● **Instructions to follow**:
Please work out how many of the lines below include "available". Only the number should be given.

[Collected data]
PR #45, opened 2024-04-04
[Shadow] Baseline Implementation

InDebt:
Cheers!

I have tried to implement the baseline for the shadow spec module. I have never worked with this code base nor did I ever code in Go before, so feel free to point out anything! I feel after reviewing the code that I kind off stuck to what I know best and that's the way aura mods and spell effects are handled on the p-server side, as I developed there for serveral years. I recon that that's somewhat different as responsiblities seem to be mixed across the code base as to where dmg mods or other effects are applied. i.E. PseudoStats vs direct calculation within the spells. So let me know if that has to be changed.

## Included
* Mind Quickening Raid Buff
* All relevant stat conversions
* All shadow relevant talents
* All major shadow glyphs
* All relevant shadow spells (Mind Spike not yet but it seems to be not really used looking at shadow guides)

## Open
* DoT System needs to be updated to cata
* Mana regen system is still WoTLK MP5 based
* Raid Buffs are still primarily WoLTK
* Provide proper default item set
* Provide proper default APL
* Verfiy implementation vs lvl 85 char - only did some sanity checks vs my lvel 80 char


sim/core/buffs.go
```diff
@@ -1524,3 +1529,49 @@ func FocusMagicAura(caster *Unit, target *Unit) (*Aura, *Aura) {
...
+		Duration:   NeverExpires,
+		BuildPhase: CharacterBuildPhaseBuffs,
+		OnReset: func(aura *Aura, sim *Simulation) {
+			aura.Activate(sim)
+		},
+	})
+
+	SpellHasteBonusEffect(aura, 0.05)
+	return aura
+}
```
kayla-glick, line 1577: Would you mind also adding Moonkin aura here? I saw you included it in the UI so we should include it in the exclusive effects

sim/priest/devouring_plague.go
```diff
@@ -0,0 +1,63 @@
...
+				dot.SnapshotAttackerMultiplier = dot.Spell.AttackerDamageMultiplier(dot.Spell.Unit.AttackTables[target.UnitIndex])
+			},
+			OnTick: func(sim *core.Simulation, target *core.Unit, dot *core.Dot) {
+				dot.CalcAndDealPeriodicSnapshotDamage(sim, target, dot.OutcomeSnapshotCrit)
+			},
+		},
+
+		ApplyEffects: func(sim *core.Simulation, target *core.Unit, spell *core.Spell) {
+			result := spell.CalcOutcome(sim, target, spell.OutcomeMagicHit)
+			spell.DealOutcome(sim, result)
```
kayla-glick, line 47: For this since you don't have any separate logic here you could just do `spell.CalcAndDealOutcome`

sim/core/buffs.go
InDebt: Should be available now. Removed it from the presets where possible and another haste buff was also present. Would love to add the other raid buffs as well but that will happen on another branch.
Gotta see how I can do that without running into many merge conflicts with all the other branches like warrior or shaman also implementing some buffs already 😁

sim/priest/priest.go
```diff
@@ -206,3 +257,190 @@ func New(char *core.Character, selfBuffs SelfBuffs, talents string) *Priest {
...
+	School     core.SpellSchool
+	BaseValue  T
+
+	// dynamic evaluation will be added to the given BaseValue
+	DynamicValue func(*Priest) T
+
+	// Stacks * (BaseValue + DynamicValue)
+	Stacks  int32
+	SpellID int32
+}
```
kayla-glick, line 350: The concept of tracking these aura mods and the various helpers makes sense to me but I wonder if this should be something we make general-purpose for all classes rather than just shadow-specific?

InDebt: Yeah it's how at least p-servers handle those mods internally.

https://wago.tools/db2/SpellClassOptions?build=4.4.0.54027&filter[SpellID]=exact%3A2944&page=1 - Class mask for Devouring 
https://wago.tools/db2/SpellEffect?build=4.4.0.54027&filter[SpellID]=63626&page=1 - Improved Devouring Plague Talent has the matching class mask - thus the dummy (usually the backing lua script) is only applied to that ability.

For now I've 'hacked' the damage mod applications by putting a wrapper around the spell config and changing the respective fields of the spell before calling the tick / apply methods. So it's not realy working nicely with the PseudoStats currently 😁

rosenrusinov: I don't like this implementation at all. It completely ignores what the core supports and implements the same thing but specific to the priest. It also makes unneccessery calculations during ApplyEffects which can be done once during initialization using the spell configs damage multipliers. 
I can see why this is how you want to do it on an actual server where those things need to be calculated dynamically but there is no reason to do it like this in the sim. We want all static modifiers to be calculated once on sim creation and not done on every application when you run thousends of iterations.

InDebt: Totally get that. Was easier for me to get a handle of things as keeping track of everything for every spell was a bit overwhelming at first, but after I have implemented everything for shadow now I can refactor everything into the respective spells / PseudoStats. Will push a commit later for that!

rosenrusinov: We can still have helper methods for building the damage mods in a way similiar to what you have done as long as its done outside of the ApplyEffects. Also as @kayla-glick was saying we may want to consider making this a part of core if people favour building the mods in such a way (Instead of what we currently do with having it explicitly build in their registration methods as I also agree with your opinion of this being overwhelming when you do the initial implementation)

sim/core/spell_mod.go
```diff
@@ -0,0 +1,287 @@
...
+
+	unit.OnSpellRegistered(func(spell *Spell) {
+		if shouldApply(spell, mod) {
+			mod.AffectedSpells = append(mod.AffectedSpells, spell)
+
+			if mod.IsActive {
+				mod.Apply(mod, spell)
+			}
+		}
+	})
```
rosenrusinov, line 75: OnSpellRegistered already calls the handler for each spell that is already registered so you dont need to do the above iteration over the spellbook

sim/core/spell_mod.go
```diff
@@ -0,0 +1,287 @@
...
+
+	return mod
+}
+
+func (unit *Unit) AddStaticMod(config SpellModConfig) {
+	mod := buildMod(unit, config)
+	unit.ActiveSpellMods = append(unit.ActiveSpellMods, mod)
```
rosenrusinov, line 82: where is this `unit.ActiveSpellMods` used? I dont see it anywhere so wondering why its needed. Also shouldnt the Activate/Deactivate call be responsible for adding the mod to that list anyway?

sim/core/spell_mod.go
InDebt: Oh sweet I missed that part. That's of course redundant then.

sim/core/spell_mod.go
InDebt: It felt odd at first for the static's mod single point of reference to be through the callback handler of 'OnSpellRegistered'. Yet, you are right I never actually used it anywhere I believe. I'll clean that up

sim/priest/talents.go
```diff
@@ -60,9 +61,644 @@ func (priest *Priest) ApplyTalents() {
...
+		OnReset: func(aura *core.Aura, sim *core.Simulation) {
+			aura.Activate(sim)
+		},
+
+		OnSpellHitDealt: func(aura *core.Aura, sim *core.Simulation, spell *core.Spell, result *core.SpellResult) {
+			// check for critical mind flay tick
+			if result.Outcome.Matches(core.OutcomeCrit) && priest.MindFlayAPL.ClassSpellMask == int64(PriestSpellMindFlay) {
+
+				// reduce cooldown
+				remaining := max(0, time.Duration(*priest.Shadowfiend.CD.Timer)-time.Second*5)
```
rosenrusinov, line 623: `CD.TimeToReady(sim)` or `CD.ReadyAt()` depending on what you need (You can check the other available methods you should not need to cast this to anything)

sim/priest/talents.go
```diff
@@ -60,9 +61,644 @@ func (priest *Priest) ApplyTalents() {
...
+		ClassSpellMask:           int64(PriestSpellShadowyApparation),
+		DamageMultiplier:         1,
+		DamageMultiplierAdditive: 1,
+		CritMultiplier:           priest.DefaultSpellCritMultiplier(),
+		Cast: core.CastConfig{
+			DefaultCast: core.Cast{
+				Cost: 0,
+				GCD:  0,
+			},
+		},
```
rosenrusinov, line 651: empty castconfig should be not needed can just remove it

sim/priest/talents.go
```diff
@@ -60,9 +61,644 @@ func (priest *Priest) ApplyTalents() {
...
+				// spell and other modifiers are snapshotted when the apparations spawn
+				spell.DamageMultiplier = dmgMulti
+				spell.DamageMultiplierAdditive = dmgMultiAdd
+
+				result := spell.CalcDamage(sim, target, baseDamage, spell.OutcomeMagicHitAndCrit)
+				spell.DealDamage(sim, result)
+
+				// restore mods
+				spell.DamageMultiplier = oldMulti
+				spell.DamageMultiplierAdditive = oldAdd
```
rosenrusinov, line 679: Usually all Attacker(Caster) mods are applied on CastComplete (when the apparition is cast) and target mods are applied when the damage is done (when the apparition hits the target). You dont need to snapshot any modifiers manually instead you do:
```
result := spell.CalcDamage(sim, target, baseDamage, outcom...)
spell.WaitTravelTime(sim, func(sim *core.Simulation) {
    spell.DealDamage(sim, result)
}
```
what this does is calculate the damage (+caster modifiers on the cast complete) and then after travel time deal the damage(applying target modifiers in the dealing part)

rosenrusinov: Basically Caster mods are applied in the Calc part and target mods are applied in the Deal part

sim/priest/shadow/shadow.go
```diff
@@ -62,3 +73,125 @@ func (spriest *ShadowPriest) Initialize() {
...
+}
+
+func handleShadowOrbPower(spriest *ShadowPriest, sim *core.Simulation, spell *core.Spell, result *core.SpellResult) {
+	if !result.Landed() {
+		return
+	}
+
+	if spell == spriest.ShadowWordPain || spell.SpellID == spriest.MindFlayAPL.SpellID {
+		procChance := 0.1 + float64(spriest.Talents.HarnessedShadows)*0.04
+		if sim.RandomFloat("Shadow Orb Power") < procChance {
```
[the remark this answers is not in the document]
rosenrusinov: This should be applied to other places in this MR that `sim.RandomFloat` is used instead

sim/priest/talents.go
```diff
@@ -60,9 +61,644 @@ func (priest *Priest) ApplyTalents() {
...
+	if priest.Talents.ImprovedDevouringPlague == 0 {
+		return
+	}
+
+	// simple spell here as it does not use any dmg mods or calculations
+	impDPDamage := priest.Unit.RegisterSpell(core.SpellConfig{
+		ActionID:                 core.ActionID{SpellID: 63675},
+		SpellSchool:              core.SpellSchoolShadow,
+		ProcMask:                 core.ProcMaskProc,
+		Flags:                    core.SpellFlagIgnoreAttackerModifiers | core.SpellFlagIgnoreTargetModifiers | core.SpellFlagNoSpellMods,
```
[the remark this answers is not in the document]
InDebt: I wonder if I should add the new Flag to that combined modifier as well?

sim/priest/talents.go
```diff
@@ -60,9 +61,644 @@ func (priest *Priest) ApplyTalents() {
...
+		DamageMultiplierAdditive: 1,
+		ThreatMultiplier:         1,
+		CritMultiplier:           priest.DefaultSpellCritMultiplier(),
+		ApplyEffects: func(sim *core.Simulation, target *core.Unit, spell *core.Spell) {
+			dp := priest.DevouringPlague
+			dot := dp.Dot(target)
+
+			// No need to use snapshot dmg. It won't be initialized in time and we're in the same sim cycle
+			// so all mods and buffs will be the same
+			dmg := float64(dot.NumberOfTicks*int32(dp.ExpectedTickDamage(sim, target))*priest.Talents.ImprovedDevouringPlague) * 0.15
```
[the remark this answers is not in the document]
InDebt: Well snapshot aside, I thought it was exactly for this.

So to elaborate. I implemented Devouring Plague like this right now. As I need the spell hit for the imp talent to proc. However, I can obviously do `CalcOutcome`, apply the dot and then do `DealOutcome` so the snapshot is calculated before the spell hit happend.
```
	result := spell.CalcAndDealOutcome(sim, target, spell.OutcomeMagicHit)
	if result.Landed() {
		spell.SpellMetrics[target.UnitIndex].Hits--
		spell.Dot(target).Apply(sim)
	}
```

Improved Devouring plague deals 30% of the DoTs damage over time instantly when applied. So the thought was just using the existing 'ExpectedTickDamage' method and multiply that by the calculated Ticks to get the total damage.

sim/priest/talents.go
```diff
@@ -60,9 +61,644 @@ func (priest *Priest) ApplyTalents() {
...
+				damageTakenHandler(sim, result.Damage)
+			},
+
+			OnSpellHitDealt: func(aura *core.Aura, sim *core.Simulation, spell *core.Spell, result *core.SpellResult) {
+				// SW:D
+				if priest.ShadowWordDeath == spell && result.Landed() {
+					priest.AddMana(sim, priest.MaxMana()*0.05*float64(priest.Talents.Masochism), manaMetrics)
+					return
+				}
+			},
```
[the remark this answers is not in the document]
InDebt: If you say that's no problem. I know sims that just say - yo you're dead. Sim stopped, because there's no incoming heal.

sim/priest/talents.go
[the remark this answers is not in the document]
rosenrusinov: > So the thought was just using the existing 'ExpectedTickDamage' method and multiply that by the calculated Ticks to get the total damage.

Using `ExpectedTickDamage` would mean you run the whole damage pipeline twice for the same outcome. You will notice on other places that we do exactly what you propose where we apply the dots before dealing the damage.

sim/priest/talents.go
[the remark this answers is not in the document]
rosenrusinov: Our core will also just track that you have died and continue running normally so its no problem to do it. Another option is to just do a `CalcAndDealOutcome` on the priest which doesnt deal actual damage but still runs damage events

sim/priest/priest.go
```diff
@@ -206,3 +201,90 @@ func New(char *core.Character, selfBuffs SelfBuffs, talents string) *Priest {
...
+// Other flags
+type PriestSpellFlag uint64
+
+// Returns whether there is any overlap between the given masks.
+func (se PriestSpellFlag) Matches(other PriestSpellFlag) bool {
+	return (se & other) != 0
+}
+
+const (
+	PriestSpellFlagNone  PriestSpellFlag = 0
```
rosenrusinov, line 215: this should probably just be int64 if you're constantly casting it to that anyway

sim/priest/glyphs.go
```diff
@@ -0,0 +1,57 @@
...
+import (
+	"time"
+
+	"github.com/wowsims/cata/sim/core"
+	"github.com/wowsims/cata/sim/core/proto"
+)
+
+func (priest *Priest) ApplyGlyphs() {
+	// Glphys
+	if priest.HasGlyph(int32(proto.PriestPrimeGlyph_GlyphOfShadowWordPain)) {
```
rosenrusinov, line 12: btw I didnt notice the first time that you used the `HasGlyph` func. There should be explicit functions for checking `HasPrimeGlyph`, `HasMajorGlyph` etc.

sim/priest/talents.go
```diff
@@ -445,18 +402,15 @@ func (priest *Priest) applyImprovedDevouringPlague() {
...
 		CritMultiplier:           priest.DefaultSpellCritMultiplier(),
 		ApplyEffects: func(sim *core.Simulation, target *core.Unit, spell *core.Spell) {
-			dp := priest.DevouringPlague
-			dot := dp.Dot(target)
-
-			// No need to use snapshot dmg. It won't be initialized in time and we're in the same sim cycle
-			// so all mods and buffs will be the same
-			dmg := float64(dot.NumberOfTicks*int32(dp.ExpectedTickDamage(sim, target))*priest.Talents.ImprovedDevouringPlague) * 0.15
+			dot := priest.DevouringPlague.Dot(target)
+			dpTickDamage := dot.CalcSnapshotDamage(sim, target, dot.OutcomeExpectedMagicSnapshotCrit)
```
rosenrusinov, line 412: `dpTickDamage := dot.SnapshotBaseDamage` it should be already calculated. Also using the `OutcomeExpectedMagicSnapshotCrit` will bake crit inside the base damage then you apply another outcome that can crit as well making this double dip on crit which seems wrong.

Just using the dots snapshotted base damage should give you exactly that the expected non-crit damage per tick.

sim/priest/talents.go
```diff
@@ -445,18 +402,15 @@ func (priest *Priest) applyImprovedDevouringPlague() {
...
+			dmg := float64(dot.NumberOfTicks) * dpTickDamage.Damage * float64(priest.Talents.ImprovedDevouringPlague) * 0.15
 			spell.CalcAndDealDamage(sim, target, dmg, spell.OutcomeMagicCrit)
```
rosenrusinov, line 414: `OutcomeMagicCrit` is guaranteed critical. I think you want `OutcomeMagicHitAndCrit`

rosenrusinov: Nope my bad. The outcome you are using is either a crit or a hit, never a miss which is what you want

sim/priest/talents.go
```diff
@@ -60,9 +60,591 @@ func (priest *Priest) ApplyTalents() {
...
+
+	// Shadowform
+	if priest.Talents.Shadowform {
+		// no class restrictions
+		priest.AddStaticMod(core.SpellModConfig{
+			School:     core.SpellSchoolShadow,
+			FloatValue: 0.15,
+			Kind:       core.SpellMod_DamageDone_Pct,
+		})
+	}
```
rosenrusinov, line 155: Looking at the DB Shadowform comes up as a generic `Apply Aura: Mod Damage Done % (Shadow)` which should apply to ALL source of shadow damage and not just spells. So this should be `priest.PseudoStats.SchoolDamageDealtMultiplier[stats.SchoolIndexShadow] *= 1.15`

rosenrusinov: I'm still getting used to the spell mods but in reality what you've done will do the same but instead of applying it to the generic unit pseudo stat it would apply to every single shadow school spell the priest registers (even non class ones). I guess I just need to get used to this way of defining mods 😅

rosenrusinov (approved):
We can merge this as it is but in a follow up PR you should remove all the unneccesery castings of the ClassSpellMask now that its int64.

Also there are still a lot of places where sim.RandomFloat() is used instead of sim.Proc()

● **Result of the task**:
2